"怕吗?
"苏川吐出一口带血的唾沫,断裂的肋骨刺得他声音发颤。
亲兵队长抹了把糊住眼睛的血浆,突然咧嘴笑了:
"跟着将军,黄泉路上也能杀他个三进三出!
"
"好!好!
"苏川放声大笑,笑声震落城楼上一块残砖。
他扯下破碎的肩甲,布满刀疤的胸膛,在火把下泛着古铜色光泽,宛如一尊历经风沙的青铜雕像。
"儿郎们——
"
"在!!
"
百人的吼声竟压过了万马奔腾。
老将军将斩马刀横在胸前,刀柄红绸早已破烂如絮。
残存的亲兵们默默举起兵刃,有人断了右臂就换左手持枪,有人瘸了腿便单膝跪地架弩。
"宁为玉碎——
"
苏川率先冲向铁骑洪流,白发在夜风中如战旗飞扬。
"不为瓦全!!!
"
亲兵们化作人形箭矢紧随其后。
冲在最前的队长被三柄破甲槊同时贯穿,却用最后一口气抱住了槊杆;双目失明的弩手循着声音射出最后一箭,精准洞穿一名骑士的咽喉......
苏川的斩马刀劈碎两具马铠后终于崩断,他大笑着扑向一名冥龙千夫长,用半截刀刃劈向他......
当冥龙营主将独孤风,踩着血泊走来时,发现老将军背靠城墙坐着,腰间插着半截长枪,身边亲卫早已死绝,而他也只剩下最后一口气。
"何苦呢?
"独孤风解下满是血垢的面甲,声音竟带着几分沙哑:
"你本是先王亲封的镇西将军......
"
苏川的眼皮颤了颤,忽然睁开。
那双浑浊的眸子在看清来人时,竟回光返照般亮起骇人精光。
"呵...咳咳...
"老将军咧开渗血的嘴角,露出半截断牙:
"一百二十七年前,赤霄老宗主...于乱葬岗捡回个饿殍...
"
每说几个字就呕出一口血沫。
“呵呵...后又得老宗主推荐...进入镇妖军...给了我...斩妖的刀...老夫这才得以重任...此恩...纵然是付出生命又如何?”
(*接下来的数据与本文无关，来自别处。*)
PR #7118, opened 2024-04-22
feat(core-flows,medusa,types): add create shipment api for fulfillments

riqwan:
what:

- adds create shipment API for shipments - /admin/fulfillments/:id/shipment

A shipment is essentially a fulfillment that has "labels" and a "shipped_at" set.

RESOLVES CORE-1973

“至于先王恩...老夫一直铭记...殿下也...也是先王之子...老夫追随他...又何曾辜负王恩?”
枯瘦的手指突然抓住腹间枪杆,
"这命...还得...值了...
"
最后一句话轻得像叹息,抓着枪杆的手却青筋暴起,仿佛还要再战。
直到那布满老茧的指节突然松开,砸落在血泊中溅起三两点猩红。
独孤风沉默地注视着这张凝固着战意的脸。
老将军至死都保持着昂头的姿态,断裂的颈骨倔强地顶着城墙,宛如一柄不肯入鞘的残剑。
“唉!”独孤风叹了一口气,眼神变得冷酷起来,“按计划清缴!”
“是!”
随着护龙军攻破漠影城,一场血洗开始,城中凡是与赤霄宗有关的家主,包括郡守全部血洗,各种查抄所得登记造册,封存府库。
接着铁蹄出击,对着流沙军其余九城进行清洗。
天澜郡,同样被战火燃烧,二十万镇妖大军南下,在内应的帮助下,迅速拿下天澜郡九城。
只剩下首府裂谷城还在坚守。
裂谷城西面、北面环山,南面是夏国三大河中的赤霄河,地势险峻,因为像是一座大山被劈开,分裂出来的山谷,这才有了裂谷城之名。
这座城中留有十万大军,守将王如风更是一位谋将。
影渊也曾想借助赤枯亲信,半夜打开城门,依次引镇妖军进入。
却掉入了王如风的陷阱。
原来那日赤枯亲信进入城中,王如风便留了个心眼,暗中让赤霄门人联系了赤霄宗,结果消息石沉大海,他就预感到不对。
于是那日就监视着赤枯亲信。
结果便是,那日赤枯亲信准备打开城门时,落入了陷阱之中,一位影渊成员、以及一众赤枯亲信门人被杀。
面对组成战阵的大军,就算是辟海境巅峰,都只能含恨而死。